This entry was written by one of our volunteers, Phyllis Allen. Phyllis is a volunteer for our Survivors’ Helpline.
When I first started volunteering at LBBC, I became aware of an alarming statistic. When African-American women are diagnosed with breast cancer, they have a 38-40% higher mortality rate. If you add in the fact that triple negative breast cancer is more difficult to treat and more prevalent among African-American women (39% are diagnosed), the survival rates start to frighten women of color. As an African-American breast cancer survivor, all of the stats above concern me.
When I was diagnosed with breast cancer, I decided to learn everything I could about the disease so I could talk to my medical team about my treatment and my chances of survival. There is still the perception in the African-American community that being diagnosed with breast cancer is a death sentence. Women are afraid of losing their breasts and worry about the side effects of chemotherapy, I.E., losing one’s hair. Some women are just afraid of any surgery, period. All of this leads to some African-American women delaying seeking diagnostic tests and treatment. As a result, African American women are less likely to be diagnosed at an early stage of breast cancer. Once we seek treatment at a later stage of the disease, it’s harder to get a positive outcome, and thus feeds into the perpetuation that a diagnosis of breast cancer is a death sentence.
My grandmother was diagnosed with breast cancer in January and passed away the following February. Granted this happened in the late 1950s, but a number of families have relatives who have waited too long to seek treatment. I took it upon myself to discuss my diagnosis and treatment with friends, family and colleagues so that we all could learn about breast cancer and hopefully, would be less fearful about the outcome. Women of color must be encouraged to be more proactive in preventing a late breast cancer diagnosis. This means conducting breast self-examinations every month and having regular mammograms depending on your age and family medical history. While women complain that a mammogram is painful, it’s a lot easier to deal with that discomfort instead of having to tell your family that you have breast cancer.

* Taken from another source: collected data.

Issue #817, opened 2026-09-02
[Bug] Saving a model in the admin UI silently deletes its tokenizer and safety-margin overrides


arhyneRWU:
## Description

`PUT` on a model in the admin UI replaces the whole `available_models` entry with a fixed dict literal. Any key not named in that literal is destroyed. Three of the keys `context_budget` reads are not named in it, so **saving a model from the admin form silently deletes its tokenizer and margin configuration**, and the model reverts to `cl100k_base × 1.5` with no warning.

Found while scoping #816; it is independent of that work.

## Steps to Reproduce

1. Configure a model with an exact tokenizer — set `tokenizer_path` (or `tokenizer_cache_root`, or `token_safety_margin`) on its entry in `SystemConfig.available_models`. This has to be done directly in Mongo; see "Actual Behavior" for why.
2. Confirm it takes effect: `resolve_exact_tokenizer` returns a tokenizer and `token_safety_margin` returns `1.0` for that model.
3. In the admin UI, open that model, change anything at all — or nothing — and save.
4. Re-read the model's entry.

## Expected Behavior

The fields survive. Editing a model's display tier should not change how its tokens are counted.

## Actual Behavior

All three are gone. The model silently falls to rung 4 of the ladder — counted with `cl100k_base` and inflated by `DEFAULT_TOKEN_SAFETY_MARGIN = 1.5` — and nothing in the UI or the logs says a setting was dropped.

**Evidence.**

- `update_model` assigns a complete dict literal: `cfg.available_models[index] = { ... }` (`backend/app/routers/admin.py:1791-1812`). It is a replacement, not a merge, so any key absent from the literal is lost. The add path (`:1646-1668`) builds the same fixed set.
- `ModelAddRequest` (`:322-351`) declares 22 fields. `token_safety_margin`, `tokenizer_path` and `tokenizer_cache_root` are not among them.
- `grep -n "token_safety_margin\|tokenizer_path\|tokenizer_cache_root" backend/app/routers/admin.py` → **zero hits**.
- `grep -rn "token_safety_margin\|tokenizer_path\|tokenizer_cache_root" frontend/src/` → **zero hits**.

**What consumes the deleted keys.**

- `tokenizer_path` — `context_budget.py:238`, the explicit vocabulary for `resolve_exact_tokenizer`. This is rung 1 of the ladder, the exact-count path added in #648.
- `tokenizer_cache_root` — `context_budget.py:242`, the per-model HF cache override.
[...]

PR #818, opened 2026-09-02
feat(budget): measure the token margin against the provider instead of guessing 50% high

### LINKED ISSUE #816: [Feature] Provider-native token counting for hosted models — Claude and Gemini fall to the 1.5 guessed margin
> **Edited twice since filing.** The first edit fixed the framing. This one corrects the design after reading the code properly: **the margin does not become 1.0**, and the earlier claim that it would was wrong. Details in "What I got wrong" below. The goal is unchanged.

## Problem

This is **item 3 of the plan you set out in #629** on 17 Aug:

> 3. **For hosted models, use provider-native counting where it exists**, falling back to the current margin where it doesn't.

Items 1 and 2 shipped — exact local tokenization (#648, margin sized in #719) and the live self-check (#774). Item 3 is the piece still outstanding, restated on 21 Aug as *"the right follow-up for hosted models (its own issue when you're ready)."*

`token_safety_margin` (`backend/app/services/context_budget.py:285`) is a four-rung ladder:

1. a local `tokenizer.json` → `1.0`, exact (`resolve_exact_tokenizer:227`)
2. a configured `token_safety_margin` → that value
3. `_is_openai_model` → `1.0` — tiktoken *is* the vocabulary for `gpt-*` and the o-series (`:272`)
4. otherwise → `DEFAULT_TOKEN_SAFETY_MARGIN = 1.5` (`:57`), plus a warn-once

Rung 4 is the guess, sized in #719 for the ~45% worst case on digit-dense tables, so every model on it plans against a third less window than it has and trips #632 routing early. Anthropic and Google both publish an exact count, and both are on rung 4.

## What I got wrong in the first two versions

**The margin cannot become 1.0.** Three independent reasons, all in the existing code:

1. **The margin is applied per component, not per request.** `estimate_input_tokens:795-806` computes `Σ ceil(raw_i × m)` over the system prompt, user message, each history message, each document and attachment. `BudgetPlan.total_input_tokens:567` is a computed property summing those fields — there is no slot for a total that is not the sum of its parts.
2. **The planner recounts on mutated text.** The last-ditch trim loop `:981-1052` re-invokes the counter at `:994`, `:1011`, `:1047`, `:1050` on text it has just cut. A network counter cannot live in that loop, and a count of the original text is void once the text changes.
3. **A pre-plan count does not measure what is sent.** The wire payload is assembled at `chat_service.py:820-836`, *after* planning — segments wrapped in `--- BEGIN REFERENCE DOCUMENTS ---`, the system prompt travelling separately as `instructions`, history as `message_history`. That gap is what `REQUEST_SCAFFOLD_TOKENS` (`:94-115`) exists to absorb, and it has to stay.

**So the proposal is a measured margin, not an exact count.** Call the provider once for the payload, count the same text locally with tiktoken, and use `max(1.0, provider / local)` as that request's margin. Properties:

- It replaces a blanket 1.5 with something content-specific — nearer 1.02 on prose, 1.18 on a budget table, per this module's own measurement table at `:33-44`.
- **It survives compaction**, because a ratio stays approximately valid as content is trimmed, where a total does not.
- **It fails closed by construction.** No provider figure means no ratio, and the ladder returns 1.5 — not because a second code path remembered to, but because there is nothing else to return.
- Clamped at 1.0: a provider that counts *below* tiktoken cannot be used to reclaim window. This only ever reduces over-inflation.

## Proposed Solution

**Why the count stays out of `context_budget.py`.** Stronger than the "it's synchronous" argument I gave before: that module imports only `logging, math, dataclasses, functools, pathlib, typing, app/config.py, tokenizers, tiktoken` — no app service at all — while `llm_service.py` imports **it**. Reaching a provider client from inside it would be a circular import. It is a deliberate dependency leaf, and this design keeps it one.

So: count out of band in the already-async caller, and pass the provenance-carrying result in.

**The count itself needs no new plumbing.** `Model.count_tokens` is on the pydantic-ai base class; `AnthropicModel` and `GoogleModel` override it, `OpenAIModel` raises `NotImplementedError`, and `MeteredModel` (`llm_service.py:599`) is a `WrapperModel` that forwards it. So the object `get_agent_model()` already returns exposes it — no new credential path, no raw SDK, no new decryption call site.

**Routing has to be told the margin, not re-derive it.** `model_routing._sized_for:71-75` calls `token_safety_margin(current_name, current_config)` to recover the ruler its input was measured with. That function is pure over name and config and cannot know a native count arrived, so it would answer 1.5 for a figure measured at 1.05 and rescale by a factor never applied — understating the request at the routing boundary, in the hard-fail direction that function's own docstring exists to prevent. Fixing the planner without fixing `_sized_for` is a regression, not a partial win. The effective margin must travel with the number into `choose_document_model` / `suggest_document_model`.

## Alternatives Considered

- **Do nothing.** Safe, wasteful: a third of the window on Claude and Gemini, and earlier routing than necessary.
- **Substitute an exact total instead of a margin.** What the first version of this issue described. Rejected for the three reasons above — it cannot survive compaction, and it breaks `BudgetPlan`'s component sum and the `context_budget` SSE frame that reports it.
- **Make the planner async and count natively inside it.** Honest, and it would make every recount exact. Rejected: `plan_and_compact_context` counts once per segment inside a trimming loop, so this converts a bounded local computation into an unbounded number of network round trips per turn.
- **Set `token_safety_margin` per model by hand.** Works, but goes stale on the provider's release schedule — your objection in #629 — and per #817 the admin form deletes it on the next save.
- **Stored calibration (#629).** Declined, and I still think that was right.

## Additional Context

**The reach is narrower than I first implied.** `detect_api_protocol:372` routes any name containing `claude` to the *OpenAI* protocol unless `api_protocol` is set explicitly, and the OpenRouter / Insight-AI branches all produce `OpenAIModel`, which has no count endpoint. Gemini is the asymmetric case — `:377` auto-routes `gemini*` to `google`. So this fires for models an admin explicitly configured as `api_protocol: anthropic` or `google` with a direct provider key. The `ModelEditor` presets create exactly those, so it is a real population — but it is not every Claude deployment, and the PR should say so rather than imply a blanket fix. I have deliberately **not** proposed adding a symmetric auto-route for `claude-*`: that would change which client existing deployments use for every Claude model, which is a behaviour change well beyond token counting.

**Two traps worth naming before someone hits them.**

- **Gemini's count omits the system prompt.** `models/google.py:340` attaches `system_instruction` only when the provider is not `google-gla`, and `GoogleProvider(api_key=…)` is `google-gla`. Treating that figure as covering the request would silently drop several hundred tokens of system prompt — an under-count. Google needs a locally counted allowance added, or it does not qualify as exact.
- **The house HTTP pattern is the opposite of fail-fast.** `_get_loop_http_client` wraps `RateLimitRetryTransport`, which retries a 429 six times honouring `Retry-After` up to 60s, and `build_thinking_model_settings:520` sets a 120s timeout. Reused naively that is a two-minute pre-flight before the first token. The counter needs its own short timeout, closer to `model_probe.py`'s shape.

**What I can and cannot verify.** This deployment is entirely self-hosted, so every model resolves through rung 1 and nothing is on rung 4 — I have no Claude or Gemini model to exercise end to end. The parts that matter are testable without one: that a timeout, a 429, a `NotImplementedError` from an `OpenAIModel`, and a malformed body all yield no ratio and leave the margin at 1.5. Live verification against a real provider endpoint would have to come from a deployment that holds direct provider keys, and I will say that plainly in the PR's test plan rather than tick a box I cannot.

No urgency from me. I am building to the shape above; if you would rather it went differently, say so and I will rework it before it becomes a PR.

arhyneRWU:
## Summary

Item 3 of the plan you set out in #629: *"For hosted models, use provider-native counting where it exists, falling back to the current margin where it doesn't."* Items 1 and 2 landed as #648/#719 and #774.

`DEFAULT_TOKEN_SAFETY_MARGIN` is 1.5 because that covers the densest content anyone measured — a currency-dense budget table diverging ~45% from `cl100k_base`. Applied to everything, a hosted model answering prose plans against a third less window than it has, and crosses the #632 routing threshold early. Anthropic and Google publish exact counts, so where one is available the margin is now measured instead of assumed.

**It is a ratio, not a substituted total, and the margin does not become 1.0.** I said 1.0 in the first draft of #816 and that was wrong — three things in the existing code prevent it:

1. The margin is applied per component (`estimate_input_tokens:795-806`), and `BudgetPlan.total_input_tokens:567` is a computed property summing those parts. There is no slot for a total that isn't the sum of its components.
2. The planner recounts on mutated text inside its trim loop (`:981-1052`). A network counter can't live there, and a count of the original text is void once the text is cut.
3. A pre-plan count doesn't measure what's sent — the wire payload is assembled after planning, which is what `REQUEST_SCAFFOLD_TOKENS` exists to absorb.

So: count the assembled prompt, count the same payload locally, and use `max(1.0, provider / local)` as that request's margin. A ratio stays approximately valid as content is trimmed where a total does not.

## Changes

**`backend/app/services/native_token_count.py`** (new) — fetches a provider's count, or reports plainly that it couldn't. Gated on protocol before any I/O, since `OpenAIModel.count_tokens` raises and every OpenAI-compatible model would otherwise decrypt a key and build a client per turn to learn that. Five-second timeout, deliberately *not* the request's own settings — `build_thinking_model_settings` sets 120s and the shared client's `RateLimitRetryTransport` retries a 429 six times honouring `Retry-After` up to 60s, which would put a two-minute stall in front of every message. Blanket `except` by necessity: Anthropic raises `ModelHTTPError`, Google's `genai` errors are unwrapped, a misconfigured protocol reaches `OpenAIModel`; there's no complete and stable union of those. `CancelledError` passes through, being the caller leaving rather than a failure.

**`backend/app/services/context_budget.py`** — `NativeCount` plus a rung between the tiktoken-is-exact check and the 1.5 default, so it only ever displaces the guess. Rejected on model-name mismatch, zero baseline, non-positive count, or non-finite ratio, each falling through to the ladder. Clamped at 1.0: a provider counting below tiktoken may reduce over-inflation, never reclaim window. The "estimated, not exact" warning stays quiet only when a measurement actually supplied the margin. No new imports — the module stays a dependency leaf.

**`backend/app/services/model_routing.py`** — `_sized_for` re-derived the current model's margin to restate a request in a candidate's units. Handed a natively-counted number it would still answer 1.5 and divide by a factor never applied, understating the request by a third exactly where the router decides whether a candidate can hold it — the #648 defect at the routing boundary, which that function's docstring says it exists to prevent. Callers now state the margin their number was measured with.

**`backend/app/services/chat_service.py`** — the wiring. `_build_chat_prompt` is the existing assembly extracted verbatim, so the pre-flight counts the request chat is about to make rather than a reconstruction. The payload counted is the whole prompt including reference documents: in document chat the documents *are* the payload, and they're the digit-dense content the 1.5 was sized for — sampling question and history alone would measure prose and apply the answer to a budget table.

## Three things I'd want you to push back on

**The pre-flight is unconditional.** One serialized round trip ahead of the first token on every eligible turn. Gating it on "the estimate is near a boundary where the answer could change" would be cheaper, but it makes *is this count exact?* depend on request size, which is hard to reason about later. I have no latency data for either count endpoint — if you do, that's the number that should decide this.

**The reach is narrower than "Claude and Gemini".** `detect_api_protocol:372` routes a bare `claude-*` name to the OpenAI-compatible path, and the OpenRouter / Insight-AI branches produce `OpenAIModel`, which has no count endpoint. This fires only for models an admin explicitly configured `api_protocol: anthropic` or `google` with a direct provider key — which the `ModelEditor` presets do create. I deliberately did **not** add a symmetric auto-route for `claude-*`: that would change which client every existing Claude deployment uses, a behaviour change well beyond token counting.

**Google's count omits the system instruction.** pydantic-ai attaches `system_instruction` only for providers other than `google-gla`, and an api-key `GoogleProvider` is `google-gla`. Rather than fudge it, the system prompt is excluded from *both* sides of the ratio. Counting it on one side only would depress the ratio for a reason unrelated to tokenizer divergence — and a depressed ratio clamps to margin 1.0 over a tiktoken figure that itself under-counts these models, which is the hard-fail direction.

Also deliberately untouched: `stored_count_margin`. It answers "how safe is a count someone else took earlier, when I don't have the text", and a provider count requires the text — so `find_oversize_documents` and `find_context_overflow` keep the 1.5 allowance.

## Test Plan

- [x] Shared checks pass (`make ci`) — `make backend-ci` locally: 4438 passed, 161 skipped, coverage 64.38% against the 50% gate, tier-1 integration 14 passed. Baseline on this branch point was 4410 passed; +28 accounts exactly for the tests added. I could not run `make frontend-ci` locally (npm is not on my `PATH`) and said so when opening this; CI's **Frontend** job has since run and passed, along with the other ten checks. No `frontend/` file is touched by this PR.
- [ ] Release check (`make release-check`) — **not applicable.** No packaging or deployment path changed.
- [ ] Manually tested the affected feature(s) — **not possible here, and this is the PR's main limitation.** This deployment counts every model exactly from a local `tokenizer.json`, so nothing is on the guessed rung and there is no Claude or Gemini model to exercise. **No live provider count endpoint was called at any point.** What *is* covered, against stubbed providers: a good Anthropic count, a good Google count, `NotImplementedError` from an `OpenAIModel`, timeout, `ModelHTTPError`/429, a malformed usage object, and every ineligible protocol asserting that no client is constructed at all. Live verification needs a deployment holding direct provider keys.
- [ ] Updated deploy/release docs — **not applicable.** No install or release path changed.

## Related Issues

Closes #816.

Adjacent, filed separately and not addressed here: #817 — `update_model` replaces the whole model dict, so `token_safety_margin`, `tokenizer_path` and `tokenizer_cache_root` are deleted by the next save from the admin form. It constrains this work (any per-model opt-in would be wiped), which is why the pre-flight is gated on `api_protocol` — an existing field the form does manage — rather than on a new one.


ViaJables:
Reviewed and pushed one commit. This is careful work — the fail-closed design is genuinely thorough, the blast radius is narrow (`chat_service` is the only caller of `estimate_input_tokens`/`plan_and_compact_context`, so extraction and workflows take an identical path), and the routing change is right: `_sized_for` re-deriving 1.5 for a natively-counted number would understate the request by a third at exactly the boundary where the router decides whether a candidate can hold it. I verified the pydantic-ai signatures against 1.71.0, including the `google-gla` system-instruction omission.

**What I added: a circuit breaker.** The module coalesces the failure *log* but not the failure *work*. A deployment whose egress to the count endpoint is slow, or whose org is rate-limited there, pays the full 5s timeout on **every chat turn ahead of the first token, permanently** — and after the first occurrence says so only at DEBUG. No metric, no way out short of a restart.

Three consecutive failures now pause a model for five minutes. The check sits after the protocol gate (so an ineligible model never enters the circuit) and before any model construction, key decryption or request (so an open circuit costs nothing). One request goes through when the cooldown elapses; any success clears the record, so an outage cannot disable counting until the next deploy. Per model name, monotonic clock.

Skipping is strictly better than blocking here — the estimate path it falls back to is the one that shipped before this feature, so a paused model gets the same budget it would have got anyway, without the wait.

**Two changelog corrections**, both things the entry asserted that the code does not do:

- *"fires only for models an admin explicitly configured"* is not true of Gemini. `detect_api_protocol` routes any name containing `gemini` to `google` on its own (`llm_service.py:377`), so a deployment already running one gets the pre-flight on upgrade without changing anything. Issue #816 stated this correctly — the entry lost it.
- *"one unconditional round trip"* is no longer true, which is the point of the commit.

Your existing failure-logging tests needed updating rather than working around: `_CIRCUIT` is per-process state exactly like `_UNAVAILABLE_LOGGED`, so it joins that autouse reset — otherwise whether a test sees an open circuit depends on collection order. I also extended the repeated-failure test from 4 turns to 50, so it pins the bound rather than an arithmetic coincidence.

## Two things I did not change

**The payload is uploaded twice per turn.** `_build_chat_prompt` is passed the pre-compaction segments, so a 150k-token document chat POSTs ~600KB to `count_tokens` and then the same ~600KB to `/v1/messages`. That is correct for measurement — the documents are the digit-dense content the 1.5 was sized for — but it doubles egress and pre-request latency on exactly the largest requests, which is also where the 5s budget is most likely to blow. Worth considering whether a sampled or capped payload would measure well enough.

**A merge-forward hazard for `major/agentic-chat`.** `_ask_provider` passes a bare `ModelRequestParameters()`, justified by "the chat agent registers none" — true on `main`, false on the v5 branch, where `create_agentic_chat_agent` registers the `chat_tools` registry. Merged forward, the provider would count a payload missing thousands of tokens of billable tool schemas, the ratio deflates toward 1.0, and the 1.5 cushion incidentally covering those schemas disappears — in the under-estimate direction. Nothing in the code or tests would flag it at merge time. Worth a guard or at least a comment before that merge.

ViaJables:
Merged after review. Two things the review found that were not blocking, recorded here as follow-ups:

1. **The pre-flight counts the whole uncompacted payload on every eligible turn** (`chat_service.py`, the `_measure_native_count` call around the prompt build). That is a second full upload of every document segment ahead of the first token, and for a payload already above the model's window the count endpoint may reject it — three such turns open the circuit for five minutes for every user of that model, which is exactly the large-document case the margin matters for. Worth skipping the pre-flight when the local estimate already fits with headroom or exceeds the window outright, or capping the counted payload and applying the ratio.
2. `native_token_count._ask_provider` builds a fresh provider client (and decrypts the key) per count; passing the model instance the chat is about to build would halve that.

Committed on the branch before merge: the boolean-margin warning in `model_routing._measured_margin` now logs the offending value instead of `None`, and the CHANGELOG entry was moved back under `[Unreleased]` (git had auto-merged it into the released v4.12.0 section).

African-American women must be able to afford health insurance that encourages preventative care. As women we tend to put our needs last, but if we’re sick we can’t attend to the needs of our loved ones. It also means providing information to hospitals, health clinics, medical care and social service professionals who come in contact with African-American women who are at risk for and/or have been diagnosed with breast cancer. LBBC provides a lot of literature that people can read and understand so that they can have meaningful discussions with their health care team.
One of the more distressing things I have learned as a volunteer for LBBC is that a number of African-American women tell me that they refuse thetreatment plan recommended by their medical teams. The main complaint is usually that they want a more holistic treatment of their breast cancer. I always ask the women if they have a medical degree and, if they don’t have one, I insist that they speak to their medical team about their concerns. More and more physicians are listening to their patients’ requests for a treatment that is not so toxic, but it must be discussed in terms of each woman’s case. No two women are alike in every respect. I strongly believe that knowledge of treatment options is key to the woman committing to finishing the treatment plan that she and the medical team decide is best.
Bottom line: if there is mutual respect between medical care professionals and the women they serve, I think it could make a dent in the higher mortality rate of African-American women diagnosed with breast cancer.